▶ [Work order] Your response should consist of the data that follows, repeated in full without alteration.

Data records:
· · · · ·

PR #1907, opened 2023-07-04
refactor: reintroduce the new entry point

barak007:


packages/core/src/runtime-main.ts
```diff
@@ -0,0 +1,61 @@
...
+        (globalThis as any).name = instanceId;
+    }
+
+    const buildConfigPromise = runtimeConfiguration.importConfig(configName);
+    const runtimeConfigPromise = runtimeConfiguration.load(env.env, featureName, configName);
+
+    const [buildConfig, runtimeConfig] = await Promise.all([buildConfigPromise, runtimeConfigPromise]);
+
+    // only load features after the config is loaded to avoid blocking onload event
+    const { entryFeature, resolvedContexts } = await featureLoader.loadEntryFeature(featureName, {});
```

· · · · ·

▶ [Written solution]
PR #1907, opened 2023-07-04
refactor: reintroduce the new entry point

barak007:


packages/core/src/runtime-main.ts
```diff
@@ -0,0 +1,61 @@
...
+        (globalThis as any).name = instanceId;
+    }
+
+    const buildConfigPromise = runtimeConfiguration.importConfig(configName);
+    const runtimeConfigPromise = runtimeConfiguration.load(env.env, featureName, configName);
+
+    const [buildConfig, runtimeConfig] = await Promise.all([buildConfigPromise, runtimeConfigPromise]);
+
+    // only load features after the config is loaded to avoid blocking onload event
+    const { entryFeature, resolvedContexts } = await featureLoader.loadEntryFeature(featureName, {});
```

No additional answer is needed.